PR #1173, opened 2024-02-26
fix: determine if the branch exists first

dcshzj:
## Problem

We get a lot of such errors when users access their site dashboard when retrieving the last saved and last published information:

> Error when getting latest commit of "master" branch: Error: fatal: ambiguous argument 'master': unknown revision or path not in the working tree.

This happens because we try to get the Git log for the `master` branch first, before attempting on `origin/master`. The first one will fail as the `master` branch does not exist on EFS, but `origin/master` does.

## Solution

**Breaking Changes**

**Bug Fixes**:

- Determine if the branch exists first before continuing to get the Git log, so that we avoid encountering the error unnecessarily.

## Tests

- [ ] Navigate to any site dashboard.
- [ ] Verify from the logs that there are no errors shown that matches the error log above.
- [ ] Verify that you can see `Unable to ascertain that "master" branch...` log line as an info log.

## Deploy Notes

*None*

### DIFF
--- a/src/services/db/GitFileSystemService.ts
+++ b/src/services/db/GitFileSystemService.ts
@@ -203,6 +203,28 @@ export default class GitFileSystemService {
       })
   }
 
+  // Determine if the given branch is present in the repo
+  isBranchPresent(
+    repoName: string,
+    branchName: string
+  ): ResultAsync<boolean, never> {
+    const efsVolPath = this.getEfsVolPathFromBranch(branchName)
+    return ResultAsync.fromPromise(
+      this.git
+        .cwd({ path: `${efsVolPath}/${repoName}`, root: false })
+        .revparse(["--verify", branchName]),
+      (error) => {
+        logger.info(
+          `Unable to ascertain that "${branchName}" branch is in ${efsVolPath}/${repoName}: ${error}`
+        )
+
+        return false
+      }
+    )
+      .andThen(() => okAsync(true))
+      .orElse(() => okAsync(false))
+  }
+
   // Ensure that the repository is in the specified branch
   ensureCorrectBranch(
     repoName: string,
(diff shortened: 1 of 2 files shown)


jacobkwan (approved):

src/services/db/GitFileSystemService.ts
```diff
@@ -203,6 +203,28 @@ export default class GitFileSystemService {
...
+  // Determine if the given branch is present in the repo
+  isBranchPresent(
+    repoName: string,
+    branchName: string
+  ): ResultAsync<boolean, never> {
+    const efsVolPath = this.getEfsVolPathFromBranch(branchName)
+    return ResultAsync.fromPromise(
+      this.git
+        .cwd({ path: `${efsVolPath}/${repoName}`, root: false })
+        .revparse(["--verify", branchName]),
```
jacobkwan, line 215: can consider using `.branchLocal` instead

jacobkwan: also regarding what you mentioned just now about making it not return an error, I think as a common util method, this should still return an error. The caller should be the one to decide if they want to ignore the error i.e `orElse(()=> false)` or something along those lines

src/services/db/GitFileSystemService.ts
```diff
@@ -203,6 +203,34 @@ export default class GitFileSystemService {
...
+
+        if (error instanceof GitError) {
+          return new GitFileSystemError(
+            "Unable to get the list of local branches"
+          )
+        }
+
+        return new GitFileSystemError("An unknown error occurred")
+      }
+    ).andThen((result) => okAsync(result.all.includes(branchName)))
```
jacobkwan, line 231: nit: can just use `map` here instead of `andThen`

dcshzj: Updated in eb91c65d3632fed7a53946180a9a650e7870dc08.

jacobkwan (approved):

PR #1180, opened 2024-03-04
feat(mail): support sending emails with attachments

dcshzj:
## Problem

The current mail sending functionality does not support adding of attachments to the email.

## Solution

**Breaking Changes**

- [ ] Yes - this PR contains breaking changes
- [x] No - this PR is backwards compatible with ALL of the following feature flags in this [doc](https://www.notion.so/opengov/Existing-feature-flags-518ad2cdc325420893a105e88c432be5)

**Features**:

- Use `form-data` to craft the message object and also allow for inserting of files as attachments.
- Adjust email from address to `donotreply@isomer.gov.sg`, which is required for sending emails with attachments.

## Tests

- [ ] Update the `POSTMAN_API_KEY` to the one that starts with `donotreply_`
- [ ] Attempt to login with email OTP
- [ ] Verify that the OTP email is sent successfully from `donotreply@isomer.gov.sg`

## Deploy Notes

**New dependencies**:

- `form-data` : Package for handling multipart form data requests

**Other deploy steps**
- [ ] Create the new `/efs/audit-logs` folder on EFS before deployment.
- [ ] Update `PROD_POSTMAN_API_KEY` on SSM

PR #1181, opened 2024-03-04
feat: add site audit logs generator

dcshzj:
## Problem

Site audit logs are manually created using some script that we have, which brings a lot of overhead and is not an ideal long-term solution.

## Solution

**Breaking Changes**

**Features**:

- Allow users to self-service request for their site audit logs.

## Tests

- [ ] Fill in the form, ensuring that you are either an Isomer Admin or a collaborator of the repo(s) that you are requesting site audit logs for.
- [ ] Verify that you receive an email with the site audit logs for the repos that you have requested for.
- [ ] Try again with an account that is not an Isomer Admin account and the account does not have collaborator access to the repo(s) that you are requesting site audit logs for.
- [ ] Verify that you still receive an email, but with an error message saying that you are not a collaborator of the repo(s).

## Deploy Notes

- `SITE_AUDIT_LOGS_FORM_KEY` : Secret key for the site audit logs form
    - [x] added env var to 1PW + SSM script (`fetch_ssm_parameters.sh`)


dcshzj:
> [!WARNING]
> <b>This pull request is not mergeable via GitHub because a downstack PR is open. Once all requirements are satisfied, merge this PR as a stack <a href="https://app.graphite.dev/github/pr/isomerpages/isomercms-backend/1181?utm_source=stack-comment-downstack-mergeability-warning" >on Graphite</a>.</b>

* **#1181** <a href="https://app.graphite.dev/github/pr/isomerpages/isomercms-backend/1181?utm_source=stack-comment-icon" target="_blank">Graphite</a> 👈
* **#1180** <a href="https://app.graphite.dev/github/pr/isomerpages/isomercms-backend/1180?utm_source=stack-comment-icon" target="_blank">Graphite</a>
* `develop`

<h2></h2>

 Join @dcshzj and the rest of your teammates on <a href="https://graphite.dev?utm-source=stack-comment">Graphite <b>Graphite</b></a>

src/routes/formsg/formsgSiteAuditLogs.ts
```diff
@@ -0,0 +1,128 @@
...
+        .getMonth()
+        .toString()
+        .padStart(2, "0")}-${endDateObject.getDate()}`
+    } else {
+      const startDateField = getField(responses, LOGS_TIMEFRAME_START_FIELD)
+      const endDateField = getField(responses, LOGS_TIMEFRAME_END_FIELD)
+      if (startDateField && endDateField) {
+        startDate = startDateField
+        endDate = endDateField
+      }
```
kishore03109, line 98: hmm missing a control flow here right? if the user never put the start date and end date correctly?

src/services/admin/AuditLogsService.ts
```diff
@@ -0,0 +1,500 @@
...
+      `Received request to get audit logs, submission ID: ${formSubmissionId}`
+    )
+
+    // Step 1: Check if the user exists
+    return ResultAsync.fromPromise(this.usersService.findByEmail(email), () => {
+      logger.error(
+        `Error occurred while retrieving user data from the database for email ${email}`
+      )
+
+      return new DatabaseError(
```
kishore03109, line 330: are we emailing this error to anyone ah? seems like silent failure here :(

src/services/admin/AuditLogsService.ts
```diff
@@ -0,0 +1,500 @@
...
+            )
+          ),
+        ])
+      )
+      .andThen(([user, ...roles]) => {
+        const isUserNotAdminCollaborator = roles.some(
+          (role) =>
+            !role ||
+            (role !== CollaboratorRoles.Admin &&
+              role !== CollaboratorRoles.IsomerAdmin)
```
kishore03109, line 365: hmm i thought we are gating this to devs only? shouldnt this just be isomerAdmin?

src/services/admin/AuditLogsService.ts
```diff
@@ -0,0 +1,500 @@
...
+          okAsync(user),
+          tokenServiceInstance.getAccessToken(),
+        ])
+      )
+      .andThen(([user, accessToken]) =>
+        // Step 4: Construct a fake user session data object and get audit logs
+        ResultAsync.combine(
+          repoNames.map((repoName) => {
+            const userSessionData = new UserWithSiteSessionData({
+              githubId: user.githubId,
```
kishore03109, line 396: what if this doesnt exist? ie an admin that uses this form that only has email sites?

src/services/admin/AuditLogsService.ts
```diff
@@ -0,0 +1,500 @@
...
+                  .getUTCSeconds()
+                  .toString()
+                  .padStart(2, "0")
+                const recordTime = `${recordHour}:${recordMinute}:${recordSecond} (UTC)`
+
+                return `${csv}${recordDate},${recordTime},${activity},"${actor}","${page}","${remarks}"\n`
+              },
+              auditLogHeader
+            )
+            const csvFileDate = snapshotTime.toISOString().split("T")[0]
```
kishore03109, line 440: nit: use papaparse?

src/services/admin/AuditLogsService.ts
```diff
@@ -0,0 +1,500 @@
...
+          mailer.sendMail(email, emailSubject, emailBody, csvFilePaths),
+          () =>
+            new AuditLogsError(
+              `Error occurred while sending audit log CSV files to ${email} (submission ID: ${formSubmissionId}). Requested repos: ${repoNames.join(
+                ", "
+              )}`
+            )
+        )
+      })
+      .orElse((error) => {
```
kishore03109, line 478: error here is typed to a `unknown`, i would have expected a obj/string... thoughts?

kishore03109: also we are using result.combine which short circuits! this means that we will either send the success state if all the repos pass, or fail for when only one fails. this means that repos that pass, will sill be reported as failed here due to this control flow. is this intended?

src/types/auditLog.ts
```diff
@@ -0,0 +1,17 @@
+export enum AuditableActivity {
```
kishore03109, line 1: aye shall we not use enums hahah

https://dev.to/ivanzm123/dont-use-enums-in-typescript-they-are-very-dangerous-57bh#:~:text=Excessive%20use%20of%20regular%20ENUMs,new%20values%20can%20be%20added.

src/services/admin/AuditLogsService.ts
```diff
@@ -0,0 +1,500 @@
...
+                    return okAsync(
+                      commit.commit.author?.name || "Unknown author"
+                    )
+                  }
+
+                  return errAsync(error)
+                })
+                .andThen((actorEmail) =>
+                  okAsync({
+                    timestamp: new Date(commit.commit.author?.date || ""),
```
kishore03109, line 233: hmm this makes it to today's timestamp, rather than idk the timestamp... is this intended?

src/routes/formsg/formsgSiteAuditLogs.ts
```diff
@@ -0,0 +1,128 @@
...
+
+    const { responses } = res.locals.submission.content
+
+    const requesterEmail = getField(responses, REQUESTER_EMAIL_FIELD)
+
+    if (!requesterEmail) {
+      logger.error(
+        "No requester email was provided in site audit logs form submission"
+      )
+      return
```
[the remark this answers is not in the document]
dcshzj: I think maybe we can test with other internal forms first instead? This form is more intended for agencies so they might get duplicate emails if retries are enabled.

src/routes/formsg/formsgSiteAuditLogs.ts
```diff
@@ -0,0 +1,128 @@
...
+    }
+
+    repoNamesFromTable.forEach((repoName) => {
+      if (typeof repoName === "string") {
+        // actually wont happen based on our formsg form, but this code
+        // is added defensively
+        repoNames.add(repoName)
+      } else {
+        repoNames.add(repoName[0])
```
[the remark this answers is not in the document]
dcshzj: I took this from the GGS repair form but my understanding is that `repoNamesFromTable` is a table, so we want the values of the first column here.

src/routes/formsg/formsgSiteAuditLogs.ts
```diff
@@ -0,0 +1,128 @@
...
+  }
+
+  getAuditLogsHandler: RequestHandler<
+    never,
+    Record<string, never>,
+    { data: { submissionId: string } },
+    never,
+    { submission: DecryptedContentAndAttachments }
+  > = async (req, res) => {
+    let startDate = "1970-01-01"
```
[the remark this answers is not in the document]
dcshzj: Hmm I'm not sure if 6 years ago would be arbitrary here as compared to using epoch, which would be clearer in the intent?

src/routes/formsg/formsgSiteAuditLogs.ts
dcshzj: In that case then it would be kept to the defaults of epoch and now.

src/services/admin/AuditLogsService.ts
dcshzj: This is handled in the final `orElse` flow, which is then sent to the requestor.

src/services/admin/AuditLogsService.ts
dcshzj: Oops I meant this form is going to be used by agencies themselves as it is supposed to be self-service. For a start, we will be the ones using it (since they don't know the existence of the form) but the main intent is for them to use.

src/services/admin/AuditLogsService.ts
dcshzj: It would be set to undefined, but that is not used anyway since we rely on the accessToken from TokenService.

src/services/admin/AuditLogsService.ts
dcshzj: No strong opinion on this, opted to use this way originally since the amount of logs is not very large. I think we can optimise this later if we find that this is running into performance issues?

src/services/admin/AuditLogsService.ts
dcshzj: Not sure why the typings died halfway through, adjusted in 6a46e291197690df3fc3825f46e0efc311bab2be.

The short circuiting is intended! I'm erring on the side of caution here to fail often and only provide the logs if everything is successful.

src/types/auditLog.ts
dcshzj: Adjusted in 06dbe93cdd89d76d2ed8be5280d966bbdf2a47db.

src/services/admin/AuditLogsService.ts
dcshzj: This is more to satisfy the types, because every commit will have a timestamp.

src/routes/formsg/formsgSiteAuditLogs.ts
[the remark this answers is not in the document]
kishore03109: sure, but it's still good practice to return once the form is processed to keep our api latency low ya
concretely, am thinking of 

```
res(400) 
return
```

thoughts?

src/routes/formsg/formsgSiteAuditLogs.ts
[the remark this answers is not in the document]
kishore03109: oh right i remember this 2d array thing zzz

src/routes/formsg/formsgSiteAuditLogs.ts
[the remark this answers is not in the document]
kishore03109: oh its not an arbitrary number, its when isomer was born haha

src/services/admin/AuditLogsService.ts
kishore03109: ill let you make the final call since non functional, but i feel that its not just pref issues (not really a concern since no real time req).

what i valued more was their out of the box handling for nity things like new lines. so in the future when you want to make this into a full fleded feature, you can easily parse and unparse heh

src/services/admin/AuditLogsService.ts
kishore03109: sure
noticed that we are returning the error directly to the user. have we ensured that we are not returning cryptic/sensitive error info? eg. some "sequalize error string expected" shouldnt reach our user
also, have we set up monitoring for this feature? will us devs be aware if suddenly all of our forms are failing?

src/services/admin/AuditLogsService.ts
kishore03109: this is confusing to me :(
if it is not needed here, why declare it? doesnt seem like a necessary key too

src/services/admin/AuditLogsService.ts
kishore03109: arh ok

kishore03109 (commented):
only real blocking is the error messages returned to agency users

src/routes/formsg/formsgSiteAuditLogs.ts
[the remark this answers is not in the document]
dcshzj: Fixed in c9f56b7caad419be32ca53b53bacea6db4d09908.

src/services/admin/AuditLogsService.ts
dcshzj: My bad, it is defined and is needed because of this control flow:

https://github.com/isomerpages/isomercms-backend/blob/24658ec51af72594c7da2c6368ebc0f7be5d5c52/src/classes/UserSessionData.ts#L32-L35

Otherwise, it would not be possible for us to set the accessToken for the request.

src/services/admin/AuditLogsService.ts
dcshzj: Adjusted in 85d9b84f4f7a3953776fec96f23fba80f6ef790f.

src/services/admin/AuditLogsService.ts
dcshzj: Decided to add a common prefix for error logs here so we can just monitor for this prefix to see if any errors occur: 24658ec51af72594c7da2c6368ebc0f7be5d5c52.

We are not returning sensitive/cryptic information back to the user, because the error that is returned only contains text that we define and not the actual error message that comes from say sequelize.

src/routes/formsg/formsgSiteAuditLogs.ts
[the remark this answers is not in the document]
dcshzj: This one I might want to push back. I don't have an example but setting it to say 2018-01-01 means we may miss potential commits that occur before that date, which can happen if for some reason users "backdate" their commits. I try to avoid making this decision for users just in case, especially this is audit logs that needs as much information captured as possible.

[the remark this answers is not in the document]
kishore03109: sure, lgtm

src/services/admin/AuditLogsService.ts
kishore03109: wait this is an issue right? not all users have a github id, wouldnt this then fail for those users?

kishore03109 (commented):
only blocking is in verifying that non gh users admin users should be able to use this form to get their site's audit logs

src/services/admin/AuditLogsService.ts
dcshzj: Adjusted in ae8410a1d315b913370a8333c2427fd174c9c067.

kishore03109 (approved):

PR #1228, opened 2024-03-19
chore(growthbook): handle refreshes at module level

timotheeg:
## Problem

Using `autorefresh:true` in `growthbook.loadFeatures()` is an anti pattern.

_Exercise objective_
Each line of the entries above that has the word "contains" is to be copied.

_Solution for this problem_
- [ ] Yes - this PR contains breaking changes
We are not returning sensitive/cryptic information back to the user, because the error that is returned only contains text that we define and not the actual error message that comes from say sequelize.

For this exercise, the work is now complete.